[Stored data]
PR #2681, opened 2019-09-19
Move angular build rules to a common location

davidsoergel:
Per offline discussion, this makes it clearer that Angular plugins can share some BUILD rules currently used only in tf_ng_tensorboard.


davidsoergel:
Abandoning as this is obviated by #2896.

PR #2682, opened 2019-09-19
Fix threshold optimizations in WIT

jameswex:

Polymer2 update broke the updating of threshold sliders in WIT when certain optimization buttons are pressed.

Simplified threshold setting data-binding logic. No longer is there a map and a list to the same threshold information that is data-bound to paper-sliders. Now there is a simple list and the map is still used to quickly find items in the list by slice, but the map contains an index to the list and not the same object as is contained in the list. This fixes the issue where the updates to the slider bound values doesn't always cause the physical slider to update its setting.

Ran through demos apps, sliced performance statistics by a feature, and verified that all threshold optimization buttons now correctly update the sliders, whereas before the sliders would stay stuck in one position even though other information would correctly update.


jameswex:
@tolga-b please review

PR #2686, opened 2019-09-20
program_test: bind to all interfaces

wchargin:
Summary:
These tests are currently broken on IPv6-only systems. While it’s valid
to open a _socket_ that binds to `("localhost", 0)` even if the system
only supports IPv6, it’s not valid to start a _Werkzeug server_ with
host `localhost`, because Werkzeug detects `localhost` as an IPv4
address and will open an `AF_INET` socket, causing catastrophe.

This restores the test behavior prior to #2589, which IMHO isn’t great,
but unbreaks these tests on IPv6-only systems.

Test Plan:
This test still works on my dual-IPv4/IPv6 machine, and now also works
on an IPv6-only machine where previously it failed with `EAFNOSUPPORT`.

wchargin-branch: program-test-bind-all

**ABOUT THIS EXERCISE**
In the data above, find each line that has the word "sliders" and copy it out.

**TASK OUTPUT**
Polymer2 update broke the updating of threshold sliders in WIT when certain optimization buttons are pressed.
Simplified threshold setting data-binding logic. No longer is there a map and a list to the same threshold information that is data-bound to paper-sliders. Now there is a simple list and the map is still used to quickly find items in the list by slice, but the map contains an index to the list and not the same object as is contained in the list. This fixes the issue where the updates to the slider bound values doesn't always cause the physical slider to update its setting.
Ran through demos apps, sliced performance statistics by a feature, and verified that all threshold optimization buttons now correctly update the sliders, whereas before the sliders would stay stuck in one position even though other information would correctly update.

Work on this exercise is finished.